Questa sera il Zona Roveri di Bologna ospita un evento speciale. Il clima è quello sereno e cordiale di una ritrovo tra amici di lunga data perchè tra i fan degli Anathema e la stessa band il rapporto sembra essere proprio quello. I fratelli Cavanagh tornano in città a distanza di tre anni per una data tra le pochissime italiane (Salerno, Bologna e Torino) di questo tour concepito per portare al pubblico versioni estremamente intime dei brani della band inglese.
Il sipario degli Anathema si apre dopo le belle esibizioni di due band italiane. I Sinheresy si presentano anch’essi in una dimensione acustica: il caratteristico metal sinfonico della band veneta si scioglie nei suoni più morbidi svelando i toni caldi e lievi della voce della brava cantante e chitarrista Cecilia Petrini e quelli invece più ruvidi ed abrasivi di Stefano Sain. Con due tastiere, percussioni ed un terzetto classico composto da violino, violoncello e flauto traverso, i Sinheresy si muovono tra epic e folk trasportando il pubblico nei paesaggi tipici delle fiabe gotiche. Ci provano anche in italiano con un loro brano ma non mi pare sia una buona strada da percorrere.
Rapido cambio di palco e salgono L’alba di Morrigan. Sempre in dimensione acustica, in tre con due chitarre, un basso e una bella voce dolente. I brani di stampo metal, complice la graffiante voce di Hugo Ballisai, suonano come lente ballate avvicinando il risultato ad un incrocio con il grunge più sofferto e sconfitto; tra i brani proposti anche una cover dei Manowar.
Calano le luci ed il sipario, chiuso qualche minuto per il cambio di palco, si apre definitivamente per l’ingresso degli Anathema in formazione ridottissima. Danny Cavanagh alla chitarra, Vincent Cavanagh alla voce ed alla chitarra, Lee Douglas seconda voce e cori. Si inizia con le note magiche e l’irresistibile crescendo di Thin Air. Untouchable (part I e II) incalza ancor di più il pubblico che da questo momento mai smetterà di cantare per tutto il concerto. Dreaming Light, Flying, Lost control, Destiny: brani vecchi e recenti trovano una forma nuova, intensa, scarna e quindi più diretta. Le voci di Vincent e Lee si avvolgono, si corteggiano, si tirano e poi si mollano come in una danza; la chitarra di Danny riesce ad essere ritmica, solista ed anche percussione (non senza qualche inciampo di natura tecnica).
Danny stupisce anche per altri due motivi: simpatia nella ricerca di dialogo con il pubblico, e la bellezza della voce dimostrata nella la sua esibizione solista con High hopes dei Pink Floyd.

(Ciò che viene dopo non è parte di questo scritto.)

PR #182, opened 2016-09-30
Resubmit to testbed

vlimant:
supersede #174 
@prozober give it a try
@amaltaro please take a look for obvious things

### DIFF
--- a/reqMgrClient.py
+++ b/reqMgrClient.py
@@ -451,6 +451,8 @@ def getWorkflowInfo(url, workflow):
     """
     Retrieves workflow information
     """
+    request = requestManagerGet(url,'/reqmgr2/data/request?name='+workflow)
+    return request['result'][0][workflow]
     retries=10000
     while retries:
         try:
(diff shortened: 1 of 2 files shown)


amaltaro:
I haven't seen the `ConfigCouchUrl` being explicitly set. But if it worked for you, then it works.

prozober:
I did a couple of tests, everything is OK.

amaltaro:
As mentioned in another thread, just use this mechanism with care (not as standard procedure) because it breaks injection to DBS and block closure in TMDB (meaning the agent will infinitely try to inject blocks produced).

vlimant:
@amaltaro not knowing of the restriction on input data, I think these changes are actually more dangerous than anything else, and I will just nuke the PR and let Federica inject use testbed specific instructions.
BTW : for unified-testbed, we are essentially doomed because of this limitation

amaltaro:
I don't know how the unified-testbed validation happens, but if you can have a set of templates or requests that you always clone from, we can easily migrate all the inputs/PU into the DBS testbed instance.

Of course, if every day you get a random workflow to clone from and process in testbed, then yes, we're all screwed because we share the same stable testbed agent.

PR #186, opened 2016-10-26
makeACDC compatible with reqmgr2

vlimant:
Now passing through a method from unified and reqMgrClient.py
to switch to making ACDC in reqmgr2, either flip the switch in reqMgrClient.submitWorkflow or execute
export UNIFIED_SUBMIT=reqmgr2

@prozober I was able to use it for a couple of ACDC, which I could assign with the recent changes in master.


vlimant:
./makeACDC.py -f cerminar_Run2016G-v1-DoubleMuonLowMass-23Sep2016_8020_160926_173156_2381 -t DataProcessing
works for example

amaltaro:
Jean-Roch, I thought you were not able to work with reqmgr2 ACDCs and we had to fix something on the server side. Can you please give us an update? Is it known not to work with TaskChain ACDCs for instance?

vlimant:
I implemented to use the ancestors value to assign AcDc so that it does not rely on the content of the AcDc schema. I could not find a reason it would not work.
@ticoann told me he still wants to have the proper values added to the acdc workload, but as far as ops is concerned, I think there is no more show-stopper. to be confirmed in the coming days

PR #195, opened 2016-11-26
Allow resizing of jobs down to one core.

bbockelm:
This allows any multi-core job to be resized down to a single-core one.  GlideinWMS will automatically determine if the single-core version of this job fits in the remaining pilot lifetime.

@vlimant - note that, with this, you cannot do performance tuning as the performance is a function of the number of cores.

### DIFF
--- a/Unified/go_condor.py
+++ b/Unified/go_condor.py
@@ -135,7 +135,7 @@ def makeResizeAd():
     anAd["GridResource"] = "condor localhost localhost"
     anAd["TargetUniverse"] = 5
     anAd['Name'] = "Enable job resizing"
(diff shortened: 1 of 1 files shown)


vlimant:
@bbockelm we were chatting about this, I think that we need to have most parameters changeable one way or the other. either directly in the expr, or by having go_condor replace values from initial values of the workflow

bbockelm:
Yes - we'd need to rename a few of the expressions that get changed by other routes (i.e., `RequestMemory` becomes something like `OriginalRequestMemory` or something).  Unfortunately, I don't know how to make a version compatible with both old and new WMAgents.

We might have to wait until Alan updates all the agents, then update the routes.

bbockelm:
Closing.  We went in a different direction.

PR #197, opened 2016-12-18
Start overhaul of overflow routes.

bbockelm:
Includes code for a single route for all overflow jobs, but that isn't
enabled.  For now, just combine sufficiently similar routes.

Reduces the amount of work the JobRouter has to do by about 2-3x.  Once we get the 'master overflow rule' working, it'll be an additional 2-3x (about an order of magnitude combined).


vlimant:
so you have tested this on several schedds ? which ones ?

bbockelm:
This is on vocms0130 and vocms0310.

bbockelm:
Deployed everywhere.

vlimant:
@bbockelm this is crapping out for certain rules. We have to review and roll out if need be.

PR #198, opened 2017-01-03
Master route v2

bbockelm:
Second attempt at creating one route per workflow.

The big change from last time is that we now obey the per-workflow site whitelist.  This means we have to create one route per unique whitelist.  This results in a modest number of routes - about 10 to 20 - but each job is routed only once.


bbockelm:
With JR, tested this on `vocms0310`.  All produced routes looked correct.

PR #627, opened 2020-08-04
showError tar is causing I/O issues as it uses eos

### LINKED ISSUE #611: using eos cp everywhere in the code instead of cp

sharad1126:
Fixes #611 

#### Status
not-tested

#### Description
I saw today some machines were having D state for the tar processes as it also communicates with eos. We might want to cross check again all scripts using eos.

yes

#### Related PRs
#579 

eos

@z4027163 @haozturk fyi

### DIFF
--- a/Unified/showError.py
+++ b/Unified/showError.py
@@ -117,7 +117,7 @@ class LogBuster(threading.Thread):
 
                                     if os.system('ls %s'% local)==0:
                                         os.system('env EOS_MGM_URL=root://eoscms.cern.ch eos mkdir -p %s'%(m_dir))
-                                        os.system('tar zxvf %s -C %s'%(local,m_dir))
+                                        os.system('env EOS_MGM_URL=root://eoscms.cern.ch eos tar zxvf %s -C %s'%(local,m_dir))
                                         ## truncate the content ??
                                         actual_logs = os.popen('find %s -type f'%(m_dir)).read().split('\n')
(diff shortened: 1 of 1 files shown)


z4027163:
eos doesn't have the tar command currently. Does "tar fist at /tmp and eos mv" work?

sharad1126:
yeah I tried and looks like it doesn't works. The solution in this case I think would be to copy the file to cache(https://github.com/CMSCompOps/WmAgentScripts/blob/master/utils.py#L105) and then tar it and then copy it back.

PR #630, opened 2020-08-05
Change touch and tar command on eos to avoid IO issue

z4027163:
Add eos command for touch and tar.

For tar command, tar the file at /tmp and then use "eos cp" command to move to eos. Since "eos mv" command doesn't support overwrite option (-T). 

@sharad1126 @haozturk


sharad1126:
Looks good to me.

PR #649, opened 2020-09-16
Skip string for rucio testing

z4027163:
This change is for rucio testing WF. Ignore WFs that contain string 'rucio' in several modules unless those are run manully. 
Therefore we can create a separate branch where we can run those module manually on rucio testing WF.


haozturk:
Changes in all modules except the checkor module look good to me.

PR #685, opened 2020-10-14
Opening the 20UL*Gen and the 20UL*pLHE campaigns that had pilot issue…

scarletnorberg:
"Opening the 20UL*Gen and the 20UL*pLHE campaigns that had pilot issues last week, and adding the 20UL18Minbais to the digi campaign."


haozturk:
@scarletnorberg Can you remove the space in the beginning of the parameter defined in line 2242?

PR #711, opened 2020-11-11
Comment out some phedex function

z4027163:
Comment out some phedex function that are still used in the module.


haozturk:
None of these functions are used by any module right now. Instead of keeping the code, why don't we remove them?

z4027163:
Oh, you comment out the whole inputcycle. But remainor and equalizor are still running, and those use the function "getDatasetPresence" and "allCompleteToAnaOps"

haozturk:
They are not used in equalizor. Only use case is the remainor as you pointed out. What is the value of this module?

PR #740, opened 2020-12-09
Adding in new MiniAOD campaigns

scarletnorberg:
dealing with PRCAMPAIGNS-168 to PRCAMPAIGNS-178 where RunIISummer20UL*MiniAOD*v2 and the MiniAODUL*Data campaigns 

As well as PRCAMPAIGNS-158 PRCAMPAIGNS-165 which was removing the fractionpass all nanoAOD campaigns have fractionpass removed we will see how this goes.

### DIFF
--- a/campaigns.json
+++ b/campaigns.json
@@ -283,6 +283,24 @@
     }, 
     "resize": "auto", 
     "tune": true
+  },
+  "MiniAODUL16Data": {
+    "go": false,
+    "lumisize": -1,
+    "maxcopies": 1,
+    "resize": "auto"
+  },
+  "MiniAODUL17Data": {
+    "go": false,
+    "lumisize": -1,
+    "maxcopies": 1,
+    "resize": "auto"
+  },
+  "MiniAODUL18Data": {
+    "go": false,
+    "lumisize": -1,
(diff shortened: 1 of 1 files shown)


haozturk:
@scarletnorberg This PR has conflicts as you also can see. Most probably, it is because, you did not pull the latest changes before making your changes. My recommendation for avoiding this is the following:
```
git checkout master
git pull
git checkout -b <your_branch>
```

Note that this requires you to create new branches for campaigns, which I still argue that it is a better practice. 

For this PR specifically, can you fix the conflicts? Thanks

haozturk:
More dangerously, when you load these campaigns to database, you are not obeying the version in the master, which is the most up-to-date version. For this PR specifically, in your version, `fractionpass` is `.95` for some campaigns whereas it is `1` in master, which I did couple of days ago. By loading the campaigns.json file in this branch, you again changed `fractionpass` to `.95` in the database, which is a very bad thing and will affect production until we fix it.

haozturk:
I have fixed the conflicts. I kept the `"fractionpass": 1` for Data campaigns, which I think is safer than removing the parameter and falling back to the default=1 as it is more explicit.

PR #747, opened 2020-12-15
Opening campaigns that were successful with pilots and changing fract…

scarletnorberg:
MiniAODUL18Data PRCAMPAIGNS-169 pilot successful
MiniAODUL17Data PRCAMPAIGNS-168 pilot successful
RunIISummer19UL18MiniAODv2 PRCAMPAIGNS-174 pilot successful

Also updating all MC nanoAOD campaigns to have a fraction pass. Also updating the reminiAOD ones because assume that also needs to be higher then 95%. Data ones are left the same though.

### DIFF
--- a/campaigns.json
+++ b/campaigns.json
@@ -541,7 +541,7 @@
     "resize": "auto"
   }, 
   "Run3Summer19NanoAOD": {
-    "fractionpass": 0.985, 
+    "fractionpass": 0.99, 
     "go": true, 
     "lumisize": -1, 
     "maxcopies": 1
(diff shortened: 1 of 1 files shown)


haozturk:
@scarletnorberg Can we have a fractionpass of `.99` instead of `.985` as we agreed on the former value with PdmV/PPD. Probably, the latter is also okay, but, I would prefer to have the exact value in order to avoid confusions in the future.

scarletnorberg:
I could not remember what dima said and if 0.99 was still going to be more work. I wanted to set it to 0.98 I thought I would split the difference. I guess we can set it to 0.99 and if it is more work change it to something slightly lower which should be less work.

scarletnorberg:
Updated

scarletnorberg:
@haozturk updated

In questo concerto, come già detto, il clima è quasi informale: la band sul palco appare a proprio agio, e nonostante qualche problema tecnico i fratelli Cavangh e Lee Douglas (fondamentale il suo apporto) sono rilassati ed empatici verso il pubblico che li osserva con misurata adorazione. L’atmosfera creatasi ed il tipo di live si presta bene anche ad un altro paio di cover: With of without you dei U2 e Another brick in the wall dei loro cari Pink Floyd.
Il live finisce proprio su queste note e gli applausi prolungati del pubblico appagato da tanta semplicità ed al contempo innata bravura. Abituati a alla scena musicale italiana, spesso artefatta e regolata da stupidi cliché, si rimane fortemente colpiti dalla naturalezza che gli Anathema hanno portato sul palco, dalla qualità musicale, dalla finezza del risultato e dalla impavida capacità di spingersi tanto verso il pop senza mai rimanere invischiati nella banalità.
Da band come queste c’è tanto da imparare. Oltre alla naturalezza e alla bellezza dell’esibizione nel suo complesso, il canto: quanto è bello ogni tanto andare ad un concerto e sentire del bel canto, sentire che la voce viene utilizzata con la stessa proprietà con la quale si suonano gli strumenti. Senza particolari virtuosismi, con semplicità, ma dannatamente bene. Con quella perfezione tale che le parole sembrano volare. Fino a sentirsi nel vento con loro.